Oh yeah, and the image up there is upside down because that’s exactly how I found it on the book’s page on play.com and I decided to leave it like that.

12 responses to “Less Than Zero – review

  1. You know, I think everyone I know who’s attempted Glamorama has said that. Not about the Spanish but about chucking it a few pages in. Apart from Paul *, that is, who reviewed it, I think, and is one of the people on the inside page front of some version or other giving one of those one line statements about it.

    * Weird that this is the second time I’ve mentioned him today when I haven’t thought about him in years – wonder how he is now.

  2. Personally, I’ve had my fill of selfish, shallow, frustrating, cruel and contemptible people who blame society (man) for their individual failings. I want to slap them, tell them to behave like better people and see how society improves as a result. This, and the sameness from novel to novel, is why I can’t do Ellis or Coupland – save for American Psycho, which is wicked in the old fashioned sense and transcends my criticisms through sheer extremism.
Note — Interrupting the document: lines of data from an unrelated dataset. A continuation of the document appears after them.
PR #1370, opened 2026-08-19
feat(augment): support `ShiftScaleRotate` on the Kornia backend

adhavan18:
## What

Adds `ShiftScaleRotate` to the Kornia GPU augmentation backend. Follow-up to #1330 and #1277, same issue (#1252).

## Why

`ShiftScaleRotate` is one of the names `aug_configs` documents and `transforms.py` accepts on the CPU path, while the Kornia registry rejects it. Backend selection is automatic, so the same `aug_config` trains on a CPU box and raises on a GPU box:

```text
kornia ShiftScaleRotate -> ValueError: Unknown augmentation key 'ShiftScaleRotate' for Kornia GPU backend
albu   ShiftScaleRotate -> OK
```

It is safe to add for the same reason `Perspective` was: **it preserves the output resolution.** The GPU path rebuilds each batch as `NestedTensor(img_aug, samples.mask)`, reusing the pre-augmentation padding mask, so a transform that resizes leaves the mask describing a different shape. That is why the crops stay unsupported, and it does not apply here.

I should correct something I wrote in #1330 while I am here. The doc block excluded this name along with the crops, on the grounds that the group "move boxes and masks". That reason does not hold for this one: `Affine` moves boxes too and has always been supported. Resolution change is the real constraint, and `ShiftScaleRotate` does not change resolution.

## The part that is not a pass-through

Albumentations calls this "a special case of Affine transform", so an alias to `_make_affine` looks obvious. It would be wrong, because the limits are **deltas rather than absolute ranges**.

`scale_limit` is biased by 1 — from the Albumentations docstring:

> Note that the scale_limit will be biased by 1. If scale_limit is a tuple, like (low, high), sampling will be done from the range (1 + low, 1 + high).

So the documented default `(-0.1, 0.1)` means a scale between `0.9` and `1.1`. Kornia's `scale` is the absolute multiplier, so forwarding the raw value would ask it to scale the image to between a tenth of its size and nothing at all. Confirmed against the installed Albumentations rather than trusting the docstring:

```python
>>> A.ShiftScaleRotate(scale_limit=0.1).scale_limit
(0.9, 1.1)
```

The pivot is applied here, the same way `_make_sharpen` already pivots `alpha` at `1.0`.

Two smaller differences in the same vein:

| param | Albumentations | mapped as |
|---|---|---|
| `scale_limit` | delta biased by 1 | `scale=(1 + low, 1 + high)` |
| `shift_limit` | signed fraction range | `translate`, Kornia's non-negative per-axis maximum, as `_make_affine` already does for `translate_percent` |
| `shift_limit_x` / `shift_limit_y` | per-axis override | Kornia's `translate=(tx, ty)` expresses this directly |
| `rotate_limit` | degrees | `degrees` |

All three limits also read a scalar `v` as the symmetric `(-v, v)`, not the degenerate `(v, v)` that `_as_range` gives, so they go through a small `_as_symmetric_range` helper instead.

`interpolation`, `border_mode`, `mask_interpolation`, `fill`, `fill_mask` and `rotate_method` have no `RandomAffine` equivalent and are ignored **with a warning**, matching how `ToGray` and `Sharpen` already report their dropped parameters.

## One thing worth your call

**Albumentations deprecates this name.** Constructing it emits:

```
UserWarning: ShiftScaleRotate is a special case of Affine transform. Please use Affine transform instead.
```

I mapped it anyway because the CPU path in this repo still accepts it, so the parity gap is real for any config already using it, and `albumentations<3.0.0` is pinned. But if you would rather close this name out of `aug_configs` and point users at `Affine` — which this backend already supports — that is a reasonable call and I am happy to send that PR instead. The docs note added here says new configs should prefer `Affine`.

## Tests

14 cases in `TestShiftScaleRotateFactory`, covering the delta semantics (scalar and asymmetric pair), symmetric scalar expansion, the Albumentations defaults, per-axis shifts, each ignored option warning, no spurious warning on an ordinary config, resolution preservation, and boxes moving with the image.

Reading the resolved ranges needs `RandomAffine._param_generator` — `flags` carries only the resampling options — so there is a helper that fails with an actionable message if a future Kornia release changes that shape, mirroring the existing `_sharpness_sampler_range`.

```
121 passed
```

### DIFF
--- a/src/rfdetr/datasets/aug_configs.py
+++ b/src/rfdetr/datasets/aug_configs.py
@@ -108,8 +108,11 @@ apply. Its limits are deltas rather than absolute ranges, so they are converted 
 ``scale_limit`` is biased by 1 in Albumentations, meaning it samples from ``(1 + low, 1 + high)``, so the
 default ``(-0.1, 0.1)`` is a scale between ``0.9`` and ``1.1``; that pivot is applied here. All three limits
 also read a scalar ``v`` as the symmetric ``(-v, v)``. ``shift_limit_x`` and ``shift_limit_y`` map onto
-Kornia's per-axis ``translate``. ``interpolation``, ``border_mode``, ``mask_interpolation``, ``fill``,
-``fill_mask`` and ``rotate_method`` have no equivalent and are ignored with a warning. Note that
+Kornia's per-axis ``translate``; ``None`` uses the shared ``shift_limit``. Kornia can sample only symmetric shift
+ranges, so an asymmetric Albumentations pair such as ``(0.1, 0.2)`` becomes ``(-0.2, 0.2)`` and emits a warning.
+Use the Albumentations backend when that distribution must be preserved. ``interpolation``, ``border_mode``,
+``mask_interpolation``, ``fill``, ``fill_mask`` and ``rotate_method`` have no equivalent and are ignored with a warning.
+Note that
 Albumentations itself deprecates ``ShiftScaleRotate`` in favour of ``Affine``, which this backend already
 supports; new configs should prefer ``Affine``.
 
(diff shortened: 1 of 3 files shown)


adhavan18:
Bumping this since it's been quiet for a couple weeks — just rebased onto current develop, CI green across the full matrix, no conflicts. Happy to address anything if it needs another look.

Borda:
Hi, apologies for delay, I was off last week but I have on my radar for later this week...

Borda (approved):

  3. Marcus, I don’t find that EE’s characters blame anyone, society (man) or otherwise, for what they’ve become, or how they behave. They are as they are, with very little awareness of their failings, which makes them all the more contemptible (in my book). I’m blaming the degradation of society as a whole for facilitating such behaviours. If your behaviour isn’t challenged, there isn’t really a need to change it, especially when you’re young as so many of his characters are. I’m sure that you were speaking in a more general, real life sense, but nonetheless the rule may still apply, I think, even if it’s all the more frustrating with people you know in real life. Well, perhaps Nietzsche thought that and I’m just copying him. 😉 Anyway, it’s an interesting post-post-modern-post-ironic-ironic discourse, innit!

    You’re right, though, that EE is something of a one trick pony. But for some reason, I don’t mind with him. I do very much with Coupland.

    Lola, I know!

  4. Heh, I’m stealing your line for my Politics exam. “Well, perhaps Rousseau said it and I’m just copying him. But I’m still right Mr(s) Examiner!”

    I know I should defend Coupland as an avid reader of his books, but they tend to be very much forgotten after I put them down. The fact that the details of each book blur into one is probably more of a reflection of your point than I’d like to admit. And I’m just wading into someone else’s conversation here, do excuse my manners!

  5. Oh, no apologies necessary, Lola! I certainly find that with Coupland, but I suppose some of EE’s characters stand out a little more for me; at least temporarily. I’ll pay you 50p to say that in your exam! 50p!!11111

    Aart, I’m not a huge fan, I have to say. In fact, ‘Veronika…’ is Coelho’s last chance with me because I hated ‘The Alchemist’ so much, I swore I would never read any of his stuff again.